The Federal Open Market Committee today announced a 50 bp hike to 4.25%-4.50% in the Fed funds target. It’s solidly in line with expectations.
This is a clear policy mistake. The FOMC should have hiked 75 bp to 4.50%. Does that make me sound like a hawk? If so, it’s misleading, because I would omit all the hawkish talk about further hikes. Either say nothing about the next move or say that we’ll evaluate the data and decide at the time. If the data warrant, we’ll hike again in February, or if they warrant a cut, we’ll cut.
Why? Powell’s stated operating thesis behind the reduction in pace is that he doesn’t want to cut soon after hiking. But he doesn’t say why that would be a problem. He doesn’t because it wouldn’t.
Ironically, it increases the odds the Fed will cut sooner after it finishes hiking. Given the looks of the yield curve, the data could support cuts as soon as the second quarter (if not sooner … it could be cutting now if it hadn’t waited so long to get started). If the Fed is still hiking in February, that would would not only leave it short of its “terminal rate” hopes, but well short of its “how long to leave it there” too.

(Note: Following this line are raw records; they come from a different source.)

PR #110, opened 2021-05-21
Update build.yml to host demo pages

mayank99:
Added deploy job that hosts demo pages when workflow runs on main branch. Preview will be available at https://itwin.github.io/iTwinUI/

---

Notable changes:
- index.html was added to redirect component links to `backstop/minified/` folder.
- node_modules will now be cached
- merging to main will now delete html report from all folders in gh_pages branch **except the open PRs**
- deploying to gh pages no longer preserves git history and will now use github-actions bot as the commit author
- checks are now created using [github-script action](https://github.com/actions/github-script)


.github/workflows/build.yml
```diff
@@ -37,19 +43,100 @@ jobs:
...
+              conclusion: '${{ job.status }}',
+              name: 'Test results',
+              output: {
+                "title": "Test results",
+                "summary": "See backstop html report at https://itwin.github.io/iTwinUI/${{ github.event.number }}/html_report/"
+              }
+            })
+
+  deploy:
+    name: Deploy demo html pages
```
mayank99, line 74: I was thinking of making a separate workflow file for this job but it might be better this way because it's similar to the build job (they use the same actions and everything). Also it could get confusing if there is a "deploy" and another "publish" (for npm release).

---

Other than that, this PR should be good. This is what the gh-pages branch looks like after a fresh deployment: https://github.com/iTwin/iTwinUI/tree/3c5a080c1e10aabb73e1e505bb0dd58a807a94fb

bentleyvk (approved):

PR #111, opened 2021-05-21
Declare $fallback before using it

mayank99:
Tackles this deprecation warning:

> DEPRECATION WARNING: As of Dart Sass 2.0.0, !global assignments won't be able to declare new variables. Consider adding `$fallback: null` at the root of the stylesheet.
> 
> 616 │   $fallback: true !global;
> 

image

### DIFF
--- a/src/style/theme.scss
+++ b/src/style/theme.scss
@@ -418,6 +418,7 @@ $fallbackvars: getfallbackvars();
   }
 }
 
+$fallback: null;
 
 //  Adds a CSS variable with a fallback value.
 //


veekeys:
I see in the examples, there is no exclamation mark before global.
image

Wonder, we need it and what it changes?

mayank99:
> I see in the examples, there is no exclamation mark before global.

@veekeys  That is just an example of a value, not syntax. 😄 

The `!` is used for changing the value of a global variable from a local scope. See https://sass-lang.com/documentation/variables#shadowing

veekeys (approved):

PR #117, opened 2021-05-27
Separate time picker

veekeys:
Moved Time picker component out of date picker, so it could be used alone.
Added examples with tests.

Moved time-picker into separate folder.


src/date-picker/date-picker.scss
```diff
@@ -145,11 +138,37 @@
 }
 
 @mixin iui-time {
+  @include iui-reset;
+  @include iui-font-family;
+  user-select: none;
+  text-align: center;
+  height: $iui-baseline * 26;
```
FlyersPh9, line 145: I think I set this height so that the time picker was the same height as the calendar.  If there is no calendar present, I don't suppose we _need_ to set a height.

backstop/tests/date-picker.html
```diff
@@ -1504,74 +1504,75 @@ <h2>Date & time</h2>
             </div>
           </div>
         </div>
+        <div class="iui-time-picker">
```
FlyersPh9, line 1507: Does it need to have it's own class?  We have `.iui-date-picker` when showing a calendar & a calendar + time combo.  Why not reuse `.iui-date-picker` and only show time within it?

FlyersPh9, line 1507:
```suggestion
        <div class="iui-time-picker" role="dialog" aria-modal="true">
```
Copying the accessibility from lines 32-35.

FlyersPh9: Ah wait, I see.  So above we have:
```
<date picker>
  <calendar />
  <time picker />
</date picker>
```

You're proposing:
```
<time picker />
```
where it is not nested within date picker at all?  So you're not really introducing a new class?

src/date-picker/date-picker.scss
veekeys: So we show 24 hours without scroll?

backstop/tests/date-picker.html
veekeys: I have a new wrapper class, which has few styles taken from Date picker to have same styling..
Unless you figure out the way not to have that class (but I think we need it).

src/date-picker/date-picker.scss
FlyersPh9: We would definitely want a scroll, I was more so saying I'm not sure it needs to be capped at this height if no calendar is present.

backstop/tests/date-picker.html
FlyersPh9: I am able to pull of something complex like this (not suggesting this layout, just showing how complex it can get) and it can be as simple as a single time column.

Screen Shot 2021-05-28 at 12 10 32 PM Screen Shot 2021-05-28 at 12 11 07 PM

src/date-picker/date-picker.scss
```diff
@@ -2,10 +2,10 @@
 // See LICENSE.md in the project root for license terms and full copyright notice.
 @import '../style/index';
 @import '../icon/index';
+@import '../menu/index';
 
 @mixin iui-date-picker {
-  @include iui-reset;
-  @include iui-font-family;
+  @include iui-dropdown;
```
FlyersPh9, line 8: This is using the same mixin used on the dropdown menu & column filter menu.

mayank99: What does it give in this case?

FlyersPh9: Not a whole lot, but it gives [the properties we want to be consistent across all dropdowns](https://github.com/iTwin/iTwinUI/blob/main/src/menu/menu.scss#L7):
- Reset
- Font family
- Background color
- Drop shadow

backstop/tests/date-picker.html
veekeys: Have in mind, that the code we write for TimePicker (as single component) should be put under date picker and it should work.
Will this html work then after your changes??
<iui-date-picker>
....
 <iui-date-picker>
   <iui-time>
   ....
   </iui-time>
 </iui-date-picker>
</iui-date-picker>

?

veekeys: I have moved back separate time picker...

src/time-picker/time-picker.scss
```diff
@@ -0,0 +1,74 @@
+// Copyright (c) Bentley Systems, Incorporated. All rights reserved.
+// See LICENSE.md in the project root for license terms and full copyright notice.
+@import '../style/index';
+@import '../menu/index';
+
+@mixin iui-time-picker {
+  @include iui-reset;
+  @include iui-font-family;
```
mayank99, line 8: Maybe should use `iui-dropdown` mixin here to be consistent

src/time-picker/time-picker.scss
```diff
@@ -0,0 +1,74 @@
...
+  &:first-child {
+    box-shadow: $iui-elevation-2;
+  }
+
+  > .iui-time,
+  > .iui-period {
+    padding: $iui-baseline $iui-s;
+    overflow-y: auto;
+
+    &:not(:first-child) {
```
mayank99, line 32: Does it need to be repeated?

src/date-picker/date-picker.scss
```diff
@@ -16,13 +16,6 @@
   }
 
   @include iui-calendar;
-  @include iui-time;
-
-  > div:not(:last-child) {
-    @include themed {
-      border-right: 1px solid t(iui-color-background-4);
```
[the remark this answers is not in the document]
veekeys: no

src/time-picker/time-picker.scss
veekeys: Should not.. it adds shadow, which brakes things a little..

src/time-picker/time-picker.scss
veekeys: well yes.. Unless you can find a better way, how to handle different situations (time picker alone, time picker in date picker, etc...)

backstop/tests/date-picker.html
```diff
@@ -2057,112 +2059,729 @@ <h3>24hr format</h3>
...
+          </div>
         </div>
+
       </div>
     </section>
 
+    <br />
+
+    <h3>Everything</h3>
+    <section id="demo-everything">
```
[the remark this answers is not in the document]
veekeys: removed it instead

mayank99 (approved):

Moreover, it’s encouraged an easing in “financial conditions”, which the Fed itself says it doesn’t want. In plain terms, the dollar has again been weakening in the capital markets, against not only other currencies, but stocks and bonds. Asset prices have been rising again, which is more upward pressure in the consumer price pipeline. The Fed appears to assume more gradualism in policy will translate into more gradualism in market responses. Nothing could be further from the truth … Exhibit A: 2008.
Okay, that explains why it’s an error but not why the Fed is committing it. We can only speculate about what’s going on in their minds, but mine is that they are worried about the extreme inversion in the yield curve. They’re trying to smooth that out a bit by trading slightly lower rates now for higher rates in the future … a misguided attempt to move markets with “forward guidance”.
It’s not working. Nothing the FOMC says now commits it to policy two or three or four meetings out and the markets know it. Instead the Fed has set markets up now for a bigger decline later. The economy will follow. What has happened since they started talking about slowing the pace in favor of a higher “terminal rate”? A even deeper yield curve inversion … an object lesson in the perils of substituting facts and logic with dogma and wishful thinking … in not getting what you say you want but what your actions produce.
As always, the markets will have the last word. If the dot plots and hawkish talk manage to turn asset prices lower in a sustained way, consumer price inflation will continue to moderate. Some damage has already been done, but it’s not too late to contain it. The Fed’s credibility and unnecessary volatility remain casualties.
Yet nobody’s even talking about the bigger problem … the dogma that says policy changes may only be made in long series of unidirectional moves. This has led to policy being perpetually behind the curve. First because it’s making such a major commitment, an overwhelming accumulation of evidence must pile up for the Fed to even begin to act, and second because the policy then takes many months to be implemented. This isn’t a hawks-versus-doves debate, it’s between reason and superstition … and isn’t even debated, just assumed. Because the Fed is chronically late, it winds up being pro-cyclical, with the result that the economy careens from bubble to bust. After decades of this destructive dogma, you would think these folks would look at this and say to themselves, “hey, this isn’t working; let’s try something else”.
The “something else” is simply to worry less about hubris … projecting an image of “we know what the right policy is way ahead of time”. … especially when markets already know they don’t … or at least weigh it against its the massive cost. Instead cultivate a habit of fine tuning policy at every meeting – higher or lower, as the data may indicate. If a rate increase is followed by a cut and then another increase, so be it. It’s not indecisiveness, it’s the way real markets operate. The ten year yield, stock prices, commodity prices all behave this way. By trying to eliminate volatility from short term interest rates, the Fed forces it out into the macro economy, where it is amplified into booms and busts. As markets grow accustomed to the new norm, they will find the degree of financial stability that has for so long been sought by the Fed.